H. David Sherman, a Northeastern University accounting professor who wrote a book on fair-value accounting published earlier this year, is already at work on an expanded edition. He has much to expand on, given all the pronouncements, proposals and debates on the fair-value issue that have cropped up in recent months.

Sherman spoke with American Banker about the theory behind fair value, also known as mark-to-market accounting, and discussed the implications of actions taken by the Financial Accounting Standards Board (FASB), which is pushing for broader use of fair value in response to investors who want a clearer picture of what is sitting on companies' books. The FASB is examining whether it would make sense to bring all loans and deposits under the fair-value umbrella, even if banks have no intention of selling them.

It is also considering a rule that would require companies to provide a range of possible values, rather than a single estimate, for so-called Level 3 assets, which are the hardest to value and for which no observable market exists.

The Fair Value Answer Book, an updated version of Sherman's 2009 FAS 157 Answer Book, will be published by CCH  in early 2010. The following is a condensed version of his interview with American Banker.

Of all the recent changes or proposed changes to the fair-value rules, which are most radical in terms of altering the landscape for preparers and users of financial statements?

SHERMAN: Radical accounting is an oxymoron. But if there was something radical, it was the revision the FASB made in April, where they said you could take the change in value and separate the part that's due to credit risk from the part that's due to inactivity in the market — and the part that's due to the market you don't have to put through to income.

Also, the fair-value hierarchy with Level 1, 2 and 3 assets and liabilities — this is really a remarkable development. It's accounting, but it also is a broad business issue now in terms of what the implications are. People say things like, "From now on we're only going to take Level 1 as collateral." Investors, lenders and security analysts are making business decisions using this new vocabulary.

Which aspects of fair value have been most damaging to banks?

SHERMAN: The real damage to banks occurred when they had certain investments or commitments that were risky and that ended up working out very poorly. Disclosing it is just really telling the world exactly what happened.


But fair value is a costly compliance issue. Where it also could be costly is if you misinterpreted the standard to mean that you really have to use the most recent market price, even if the market price was less than fair value because the market was inactive or because there were distressed sales. Investors and lenders do discount Level 3 valuations to some extent, so there is a natural preference to try to avoid Level 3. That could have been damaging in that there might have been excess pressure to try to go with Level 2 valuations, which would have been lower than using Level 3. But if a market's not active, then you really shouldn't use those Level 2 values. The fair-value accounting standard indicated this from the outset.

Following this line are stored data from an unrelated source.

PR #14415, opened 2021-02-23
Bind s to the dired-quick-sort hydra

duianto:
The `dired-quick-sort` hydra was bound to: `S`

But the introduction of `evil-collection-dired`
[[evil-collection] support for dired #14333](https://github.com/syl20bnr/spacemacs/pull/14333)

Now binds `S` to: `dired-do-symlink`
https://github.com/emacs-evil/evil-collection/blob/334670e29d964c5f591f75ccbf52b7b5faf4daba/modes/dired/evil-collection-dired.el#L66

It also restored the default evil behavior of: `s`
to: `evil-substitute`

But it isn't useful in the dired buffer since it is: read-only

### DIFF
--- a/CHANGELOG.develop
+++ b/CHANGELOG.develop
@@ -1121,6 +1121,7 @@ Other:
     (thanks to Ivan Yonchovski)
   - Added ~SPC x n~ for multi-line transient state
     (thanks to Tristan Harmer)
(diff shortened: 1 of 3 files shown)


xuhdev (approved):

smile13241324 (approved):
Whoa, well done dude :)
I couldn't figure out why it was not working, now I see I did not consider evil :facepalm:

PR #14422, opened 2021-02-24
[core] new function spacemacs/set-root-leader-keys-for-mode

thanhvg:
[core] This function allows to bind a mode command behind `dotspacemacs-leader-key' and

The recent proposal that would require banks to disclose a range of Level 3 fair values highlights the idea that all of these numbers are theoretical, to some extent. Does that generate a credibility problem?

 


SHERMAN: Fair-value estimates for Level 3 assets or liabilities are really just estimates. Everyone who understands accounting knows there is really a range. It's like earnings per share, which is never really a single number. It reflects a series of judgments: Will the customer pay? Will a patent really be worth it? Will a drug really have a five-year life? How long will an airplane last? Nobody really knows for sure, and with banks it's the same thing. You're basing values on assumptions about the future. So I think showing a range actually adds credibility.


The FASB is trying to decide whether deposits should be marked to market, as well. Is that feasible? Is it useful?

 


SHERMAN: When banks acquire other banks, they obviously have to assign some fair value to the demand deposits. So it is feasible. The question is, is it worth it? To me, this is all embedded in a much bigger issue, which is that of hedge accounting for derivatives. When the FASB was trying to solve that, I think they just put it aside by saying they'll solve it by having more assets and liabilities at fair value — because if you buy a derivative to hedge an asset or liability and both are at fair value, hedge accounting becomes unnecessary because it's almost always an automatic match.


Why does it make sense for banks to use fair value?

 


SHERMAN: Fair value makes sense for any business because it is more relevant than historical costs, the most common alternative. However, when I see a loan balance and a related loan-loss reserve, knowing the process that banks and their auditors go through, I like that number. I know it doesn't take interest rates into account [as a fair-value measurement would], but I like the number because it tells me how much cash they think they are likely to receive.
If a bank owns its headquarters building, knowing what the value of the building is today is more relevant than knowing what they paid for it 40 years ago and watching them depreciate it down to zero. But if fair value is more relevant than historical cost, we also need to ask: can you get a reliable number? And if you can get a reliable number, but it's so costly to estimate that number, and if the number is out of date on the next day, is it worth it to require fair-value accounting for specific assets and liabilities?


Would fair value be such a hot-button topic if the financial crisis hadn't occurred?


SHERMAN: Very simply, no. Before the crisis, if you were a bank that mostly had investments in active markets…you just used the market price as the fair value and there wasn't much to argue about. But then the financial crisis froze some of the markets, and you had fire sales or distressed-sale prices in others. That's what caused these huge reported losses. There was real decline in value, too, in things like MBS and CDOs, because there were defaults.